PR #11739, opened 2024-12-02
[Router] Fix TS error when passing WrapperProps to `<PrivateSet>`s

Philzen:
Redwood v6.4 deprecated the `unauthorized` prop on `<Set>`s so during that upgrade we migrated to `<PrivateSet>` as [per the release notes](https://github.com/redwoodjs/redwood/releases/tag/v6.4.0).

Since then any props passed to the `wrap={…}` component show up as TypeScript errors.

I'm a bit surprised to see that TypeScript's `Omit` drops the props derived via the generic from `Set` here :exploding_head: here … could not find anything explaining that behavior in the [docs](https://www.typescriptlang.org/docs/handbook/utility-types.html#omittype-keys), so would be glad to learn why that happens (otherwise feels a bit like a typescript bug?).

Simply adding them again as an intersection types does the job and gets rid of the typescript error here (e738350c829b9607d6deea6b694beb65b81284fa)

### DIFF
--- a/packages/router/src/Set.tsx
+++ b/packages/router/src/Set.tsx
@@ -54,7 +54,7 @@ export function Set<WrapperProps>(props: SetProps<WrapperProps>) {
   return <>{props.children}</>
 }
 
-type PrivateSetProps<P> = Omit<
+type PrivateSetProps<P> = P & Omit<
   SetProps<P>,
   'private' | 'unauthenticated' | 'wrap'
 > & {


Philzen:
70f4450d87616c25e53ff632e3df4ab8998c42b2 enables the pretty helpful TSDOC info on the `wrap` prop while also reducing duplication.

Philzen:
Would be cool to have this in v8.4.2 :pray:

Philzen:
BTW, the same result as above two commits could also be achieved with less code:

```ts
export declare function Set<WrapperProps>(props: SetProps<WrapperProps>): React.JSX.Element;
type PrivateSetProps = {
    /** The page name where a user will be redirected when not authenticated */
    unauthenticated: string;
};
/** @deprecated Please use `<PrivateSet>` instead */
export declare function Private<WrapperProps>(props: SetProps<WrapperProps> | PrivateSetProps): React.JSX.Element;
export declare function PrivateSet<WrapperProps>(props: SetProps<WrapperProps> | PrivateSetProps): React.JSX.Element;
```

… but this does may not communicate the intent of these types as clearly.

Tobbe:
I've confirmed the issue, and verified the fix.

Fixing this seems to have brought up another issue though

image

image

```
Types of parameters '__0' and 'props' are incompatible.
        Type 'Omit<{ children: Element[]; unauthenticated: string; wrap: ({ title, titleTo, buttonLabel, buttonTo, children, }: LayoutProps) => Element; title: string; titleTo: string; buttonLabel: string; buttonTo: string; }, "children" | "wrap"> & { ...; }' is not assignable to type 'LayoutProps'.
          Types of property 'titleTo' are incompatible.
            Type 'string' is not assignable to type 'keyof AvailableRoutes'.
```

And if you look inside `<ScaffoldLayout>` it has this:
```tsx
type LayoutProps = {
  title: string
  titleTo: keyof typeof routes
  buttonLabel: string
  buttonTo: keyof typeof routes
  children: React.ReactNode
}

const ScaffoldLayout = ({
  title,
  titleTo,
  buttonLabel,
  buttonTo,
  children,
}: LayoutProps) => {
```

Where `keyof typeof routes` === `keyof AvailableRoutes`.

To fix that I have to either declare a separate variable with the expected type, or do a type cast. Like this:

```tsx
  const userExamplesName: RouteName = 'userExamples'

  return (
    <Router>
      <PrivateSet unauthenticated="home" wrap={ScaffoldLayout} title="UserExamples" titleTo={userExamplesName} buttonLabel="New UserExample" buttonTo={'newUserExample' as RouteName}>
        <Route path="/user-examples/new" page={UserExampleNewUserExamplePage} name="newUserExample" />
```

@Philzen Are you also seeing this issue? Or is it just something on my side?

Philzen:
> @Philzen Are you also seeing this issue? Or is it just something on my side?

I'm not sure i have that kind of complex layout file to test at hand atm. However, just as a double check that the root cause lies in this PR, does this also happen when you use a `Set` instead of a `PrivateSet`?

Tobbe:
> does this also happen when you use a `Set` instead of a `PrivateSet`?

Yes, it does. So let's ignore this issue for this PR. 

(Honestly I'm pretty sure it was a misstake to add the ability to spread props onto `<Set>` like this. Together with the ability to have multiple wrapper components there's no way to make this fully typesafe 😞)

Tobbe:
> I'm not sure i have that kind of complex layout file to test at hand atm.

Not expecting you to do this, but if you wanted to test all you have to do is use the scaffold generator for any model and you should see the problem `yarn rw g scaffold modelName`

Philzen:
Thx for the hint, i could reproduce it. 

One really peculiar finding: Try `Set` instead and add an `unauthenticated="login"` prop – the same TS error will appear. :exploding_head:  :exploding_head:  :exploding_head:  
Vice versa remove the `unauthenticated` prop from your `PrivateSet` example, and the TS error on `wrap` disappears. So that narrows down the culprit … but why that happens frankly goes over the top of my head here.

Tobbe:
> Try `Set` instead and add an `unauthenticated="login"` prop – the same TS error will appear.

"same TS error" as what? When I add `unauthenticated I get this:

image

And if I do `PrivateSet` without `unauthenticated` I get this

image

Philzen:
> > Try `Set` instead and add an `unauthenticated="login"` prop – the same TS error will appear.
> 
> "same TS error" as what? 

The same TS error that you were reporting, reproducible on a `<Set />` as well:

grafik

> When I add `unauthenticated I get this:
> 
> image
> 
> And if I do `PrivateSet` without `unauthenticated` I get this
> 
> image

Yes of course, as unauthenticated is required here. But as i can see on your screenshot, the TS error on `wrap` disappears.

Tobbe:
Gotcha. On `PrivateSet` I think TS just gives up when it doesn't find the `unauthenticated` prop 🤷

Philzen:
Actually, the TS error you're seeing is triggered by any *prop* that is added. Try roles instead of unauthenticated on a Set:

grafik

Tobbe:
I'm seeing it without anything extra added at all

image

> So at least that proves that this PR has not _introduced_ a new bug. 🤷

I'd say so, yeah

Brief: Each line in the records above must be returned exactly as it stands.

Response area:
PR #11739, opened 2024-12-02
[Router] Fix TS error when passing WrapperProps to `<PrivateSet>`s

Philzen:
Redwood v6.4 deprecated the `unauthorized` prop on `<Set>`s so during that upgrade we migrated to `<PrivateSet>` as [per the release notes](https://github.com/redwoodjs/redwood/releases/tag/v6.4.0).

Since then any props passed to the `wrap={…}` component show up as TypeScript errors.

I'm a bit surprised to see that TypeScript's `Omit` drops the props derived via the generic from `Set` here :exploding_head: here … could not find anything explaining that behavior in the [docs](https://www.typescriptlang.org/docs/handbook/utility-types.html#omittype-keys), so would be glad to learn why that happens (otherwise feels a bit like a typescript bug?).

Simply adding them again as an intersection types does the job and gets rid of the typescript error here (e738350c829b9607d6deea6b694beb65b81284fa)

### DIFF
--- a/packages/router/src/Set.tsx
+++ b/packages/router/src/Set.tsx
@@ -54,7 +54,7 @@ export function Set<WrapperProps>(props: SetProps<WrapperProps>) {
   return <>{props.children}</>
 }
 
-type PrivateSetProps<P> = Omit<
+type PrivateSetProps<P> = P & Omit<
   SetProps<P>,
   'private' | 'unauthenticated' | 'wrap'
 > & {


Philzen:
70f4450d87616c25e53ff632e3df4ab8998c42b2 enables the pretty helpful TSDOC info on the `wrap` prop while also reducing duplication.

Philzen:
Would be cool to have this in v8.4.2 :pray:

Philzen:
BTW, the same result as above two commits could also be achieved with less code:

```ts
export declare function Set<WrapperProps>(props: SetProps<WrapperProps>): React.JSX.Element;
type PrivateSetProps = {
    /** The page name where a user will be redirected when not authenticated */
    unauthenticated: string;
};
/** @deprecated Please use `<PrivateSet>` instead */
export declare function Private<WrapperProps>(props: SetProps<WrapperProps> | PrivateSetProps): React.JSX.Element;
export declare function PrivateSet<WrapperProps>(props: SetProps<WrapperProps> | PrivateSetProps): React.JSX.Element;
```

… but this does may not communicate the intent of these types as clearly.

Tobbe:
I've confirmed the issue, and verified the fix.

Fixing this seems to have brought up another issue though

image

image

```
Types of parameters '__0' and 'props' are incompatible.
        Type 'Omit<{ children: Element[]; unauthenticated: string; wrap: ({ title, titleTo, buttonLabel, buttonTo, children, }: LayoutProps) => Element; title: string; titleTo: string; buttonLabel: string; buttonTo: string; }, "children" | "wrap"> & { ...; }' is not assignable to type 'LayoutProps'.
          Types of property 'titleTo' are incompatible.
            Type 'string' is not assignable to type 'keyof AvailableRoutes'.
```

And if you look inside `<ScaffoldLayout>` it has this:
```tsx
type LayoutProps = {
  title: string
  titleTo: keyof typeof routes
  buttonLabel: string
  buttonTo: keyof typeof routes
  children: React.ReactNode
}

const ScaffoldLayout = ({
  title,
  titleTo,
  buttonLabel,
  buttonTo,
  children,
}: LayoutProps) => {
```

Where `keyof typeof routes` === `keyof AvailableRoutes`.

To fix that I have to either declare a separate variable with the expected type, or do a type cast. Like this:

```tsx
  const userExamplesName: RouteName = 'userExamples'

  return (
    <Router>
      <PrivateSet unauthenticated="home" wrap={ScaffoldLayout} title="UserExamples" titleTo={userExamplesName} buttonLabel="New UserExample" buttonTo={'newUserExample' as RouteName}>
        <Route path="/user-examples/new" page={UserExampleNewUserExamplePage} name="newUserExample" />
```

@Philzen Are you also seeing this issue? Or is it just something on my side?

Philzen:
> @Philzen Are you also seeing this issue? Or is it just something on my side?

I'm not sure i have that kind of complex layout file to test at hand atm. However, just as a double check that the root cause lies in this PR, does this also happen when you use a `Set` instead of a `PrivateSet`?

Tobbe:
> does this also happen when you use a `Set` instead of a `PrivateSet`?

Yes, it does. So let's ignore this issue for this PR. 

(Honestly I'm pretty sure it was a misstake to add the ability to spread props onto `<Set>` like this. Together with the ability to have multiple wrapper components there's no way to make this fully typesafe 😞)

Tobbe:
> I'm not sure i have that kind of complex layout file to test at hand atm.

Not expecting you to do this, but if you wanted to test all you have to do is use the scaffold generator for any model and you should see the problem `yarn rw g scaffold modelName`

Philzen:
Thx for the hint, i could reproduce it. 

One really peculiar finding: Try `Set` instead and add an `unauthenticated="login"` prop – the same TS error will appear. :exploding_head:  :exploding_head:  :exploding_head:  
Vice versa remove the `unauthenticated` prop from your `PrivateSet` example, and the TS error on `wrap` disappears. So that narrows down the culprit … but why that happens frankly goes over the top of my head here.

Tobbe:
> Try `Set` instead and add an `unauthenticated="login"` prop – the same TS error will appear.

"same TS error" as what? When I add `unauthenticated I get this:

image

And if I do `PrivateSet` without `unauthenticated` I get this

image

Philzen:
> > Try `Set` instead and add an `unauthenticated="login"` prop – the same TS error will appear.
> 
> "same TS error" as what? 

The same TS error that you were reporting, reproducible on a `<Set />` as well:

grafik

> When I add `unauthenticated I get this:
> 
> image
> 
> And if I do `PrivateSet` without `unauthenticated` I get this
> 
> image

Yes of course, as unauthenticated is required here. But as i can see on your screenshot, the TS error on `wrap` disappears.

Tobbe:
Gotcha. On `PrivateSet` I think TS just gives up when it doesn't find the `unauthenticated` prop 🤷

Philzen:
Actually, the TS error you're seeing is triggered by any *prop* that is added. Try roles instead of unauthenticated on a Set:

grafik

Tobbe:
I'm seeing it without anything extra added at all

image

> So at least that proves that this PR has not _introduced_ a new bug. 🤷

I'd say so, yeah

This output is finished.